Sports are very beneficial for our children

September 02 [Fri], 2011, 17:42
I love how much sports and physical hobbies can do for a growing person still in their youth. Not only does the regular activity do wonders for creating physical health in a child, but it also helps to build a myriad of life skills they can carry on into life. For one, the habit of health often carries on into life, but they also learn how to set goals, work with peers, and face opposition. The benefits go on, but there are also risks. In any intense physical activity, there are always injuries involved.

There are two types of injuries that you often in see when children are playing sports, and they are acute injuries and injuries from overuse.

It's important when acute injuries happen to address them immediately―this is why properly-prepared teams have medical staff at the scene to respond immediately. Refusing to acknowledge an injury that seems minor often leads to it becoming a serious problem later. An acute injury is sudden and typically unexpected. This includes a sprain, a strain, a broken bone, a skinned knee, a cut, or even a bruise. There are plenty of causes for this kind of injury. An athlete may run into another play on the field. They may twist their ankle while stumbling forward to retrieve a basketball. They may simply slip and fall down.

Overuse injuries, as the name implies, occur when a specific body part or muscle is overused and over trained. The impact of a repetitive unnatural motion over time adds up, and the end result is an injury that can often be long-lasting―perhaps for the rest of their lives. One common cause of this these days is that an increasing number of children are playing one sport all year instead of varying up their play between different activities as the seasons pass. Overuse injuries are also likely to occur when a child is not in good physical shape to begin with and suddenly starts hard core training with repetitive motions.

If your child starts experiencing a slight pain in a certain part of their body that never leaves or keeps reappearing, this may be a sign they are developing an overuse injury―and even more telling is when the body part specifically relates to the sport they've been training in (such as a baseball pitcher constantly complaining of a sore elbow). In most cases, the pain will continue to increase as time goes by, and if they take time to let it heal, they may find it flares up again when they return to activity.

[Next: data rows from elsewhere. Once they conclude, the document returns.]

PR #6645, opened 2026-09-07
Bagpiper-Integration-1: Installation

jctian98:
## What did you change?

Add `espnet2/speechlm/INSTALL.md` with a short installation path: choose a PyTorch CUDA build, install `pip install -e ".[speechlm]"`, then install FlashAttention for the GPU, with an FA3 example for H100/H800.

Keep SpeechLM dependencies in `pyproject.toml`. Update Transformers from 5.10.1 to 5.14.1 and add `flash-linear-attention>=0.2.2`, `causal-conv1d>=1.6.2`, and `tilelang>=0.1.12`, each guarded by `sys_platform == 'linux'`. Preserve the Linux guards on TorchTitan and Liger Kernel. The PR contains no separate requirements list.

Provide a concise installation entry point for Bagpiper using ESPnet's existing SpeechLM extra. A single dependency declaration avoids conflicting package versions, while the guide covers the machine-specific PyTorch and FlashAttention installation choices.

## Is your PR small enough?

Yes: 2 files, 49 added lines and 10 removed lines.

## Additional Context

This is the first PR in the Bagpiper integration series, covering installation.

Validation: TOML parsing and whitespace checks passed. Installation and training were not run.


sw005320 (commented):
Thanks @jctian98 — a short entry point for Bagpiper that skips the full ESPnet install is a reasonable thing to want, and the FlashAttention section is genuinely useful; that part cannot be expressed as a declared dependency and belongs in prose.

The `requirement.txt` is the part I would like to reconsider. ESPnet already declares SpeechLM's dependencies in `pyproject.toml`, and a second list beside it will drift. I compared the two, and it is already inconsistent on day one.

## What the 18 lines actually are

| | count | which |
| --- | --- | --- |
| Already declared | 13 | `psutil`, `huggingface-hub`, `joblib`, `polars`, `duckdb` are in the `speechlm` extra; `lhotse`, `pyyaml`, `typeguard`, `humanfriendly`, `librosa`, `wandb`, `datasets` are in the base `dependencies` |
| Direct conflict | 1 | `transformers` |
| Genuinely new | 3 | `flash-linear-attention`, `causal-conv1d`, `tilelang` |
| Silently loses a platform marker | 2 | `torchtitan`, `liger-kernel` |

So 15 of 18 lines either duplicate or contradict something that already exists, and only 3 are specific to this work.

## The two that will actually bite

**`transformers` is pinned to two different versions.**

```
pyproject.toml [speechlm]   transformers==5.5.4
requirement.txt             transformers==5.14.1
```

Both are exact pins, so they cannot both hold. Anyone who does `pip install -e ".[speechlm]"` and then follows INSTALL.md step 2 gets the second pin silently overwriting the first — no error, no warning, and a `transformers` that the rest of the SpeechLM code was not pinned against. If 5.14.1 is what Bagpiper needs, that is a real change to make, but it should be made once in `pyproject.toml`, where the people who depend on 5.5.4 will see it in review.

**`torchtitan` and `liger-kernel` lose their `sys_platform` guard.**

`pyproject.toml` carries them as:

```toml
# torchtitan (distributed training) and liger-kernel (CUDA Triton
# kernels) are Linux+CUDA only. Leave them off Windows/macOS so
# `pip install espnet[all]` doesn't spend minutes backtracking
# through incompatible versions and then fail.
"torchtitan; sys_platform == 'linux'",
"liger-kernel; sys_platform == 'linux'",
```

`requirement.txt` lists both unconditionally, so running it on macOS or Windows walks straight into the failure that comment was added to prevent.

## Keep INSTALL.md

I would keep the file. Two of its three steps cover things a dependency list cannot express:

- **Step 1**, choosing a CUDA build of PyTorch, is a user decision about their machine.
- **Step 3**, FlashAttention, *cannot* go in `pyproject.toml`. `git+https://...#subdirectory=hopper` is a direct reference, and PyPI rejects the whole distribution with `400 Can't have direct dependency` when one is present — that is what kept ESPnet off PyPI from v.202604 to v.202609, and `ci/check_ci_image_config.py::check_no_direct_references` now fails the build on one. The per-GPU backend choice is not expressible declaratively either.

That is exactly the material a prose install guide should carry.

## Suggested shape

1. Add the three genuinely new packages to the `speechlm` extra in `pyproject.toml`. If they are Linux+CUDA only like their neighbours, give them the same `; sys_platform == 'linux'` marker.
2. Decide the `transformers` version in one place. Bumping `5.5.4` to `5.14.1` is a call worth making explicitly rather than by shadowing.
3. Drop `espnet2/speechlm/requirement.txt`.
4. Keep INSTALL.md, with step 2 becoming `pip install -e ".[speechlm]"`. Steps 1 and 3 stay as written.

That leaves one place where SpeechLM's dependencies are declared, and an install guide that explains only the parts a declaration cannot.

sw005320 (commented):
Thanks for reworking this — dropping `requirement.txt`, moving the three packages into the `speechlm` extra with platform markers, and keeping INSTALL.md for the parts a declaration cannot express is exactly right. Apologies for one thing in my earlier comment: I read `pyproject.toml` from a stale checkout and quoted `transformers==5.5.4`; master is on `==5.10.1`, so the bump here is 5.10.1 → 5.14.1, not 5.5.4 → 5.14.1.

The CI failure is one package, and it takes everything else down with it.

## Root cause

All 95 failures are the same `build` job failing and cascading. `causal-conv1d` publishes **no wheels — sdist only**, and its `setup.py` requires `nvcc`:

```
UserWarning: causal_conv1d was requested, but nvcc was not found.
torch.__version__  = 2.14.0+cu130
  File "<string>", line 185, in <module>
NameError: name 'bare_metal_version' is not defined
```

`bare_metal_version` is only assigned inside the nvcc branch, so on a CUDA-less image the warning is followed by a hard `NameError`. That is a bug in the package, but the effect here is what matters:

**it fails during `Getting requirements to build wheel`** — metadata generation, before anything is installed. So `pip install -e ".[...]"` aborts, `ci/install.sh` exits 1, `ci.dockerfile:40` fails, the image never builds, and every job that needs it fails.

`sys_platform == 'linux'` cannot prevent this. CI *is* Linux. The marker guards the platform, not the presence of CUDA, and there is no environment marker for "has nvcc".

Worth noting separately: the traceback shows `torch 2.14.0+cu130` inside pip's isolated build environment. `causal-conv1d`'s build requires torch, and the isolated env resolves it independently of the `torch>=2.9.1,<2.12` pin in `pyproject.toml`.

## ESPnet already has the pattern for this

Earlier in the same log, `flash-attn` hits the identical `CUDA_HOME` error — and the build continues:

```
Flash Attention failed to install, trying without building CUDA
Failed to install flash attention. Skipping...
```

because it goes through `tools/installers/install_flash_attn.sh`, which tolerates failure, rather than being declared in `pyproject.toml`. CUDA-only source packages are installed opportunistically; only things that can resolve everywhere are declared.

## What I would change

I checked all three on PyPI:

| package | latest | distributions | verdict |
| --- | --- | --- | --- |
| `causal-conv1d` | 1.7.0 | **sdist only** | move out of `pyproject.toml` |
| `tilelang` | 0.1.14 | 4 wheels + sdist (`cp39-abi3` for manylinux x86_64, aarch64, macOS arm64) | fine to keep |
| `flash-linear-attention` | 0.5.2 | `py3-none-any` wheel | fine to keep |

So only `causal-conv1d` needs to move. Either add a `tools/installers/install_causal_conv1d.sh` alongside the flash-attn one, or put it in INSTALL.md step 3 next to FlashAttention — it belongs to the same category of "needs a CUDA toolchain, choose per your GPU," which is the material that justifies keeping INSTALL.md at all.

`tilelang` ships a manylinux wheel, so `sys_platform == 'linux'` on it is doing real work and can stay. `flash-linear-attention` is pure Python; its marker is harmless but is not buying anything, in case you would rather drop it.

jctian98:
This PR may have more changes before the training code and recipes settle down. Don't merge right now.

jctian98:
Ok to merge for now; we can add some patches if we find some issues for the three PRs.

sw005320 (approved):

If any of this sounds familiar to you, it's crucial to get your child looked at by a doctor immediately. Keep in mind that even if an injury starts out as an acute injury, it can become a long-term injury which does not go away. Any time they have physical symptoms, severe pain, immobility, or even inhibited ability, it may be time to speak with an expert. Sports are very beneficial for our children, but as always, safety is beneficial and important as well. Focus on achieving both.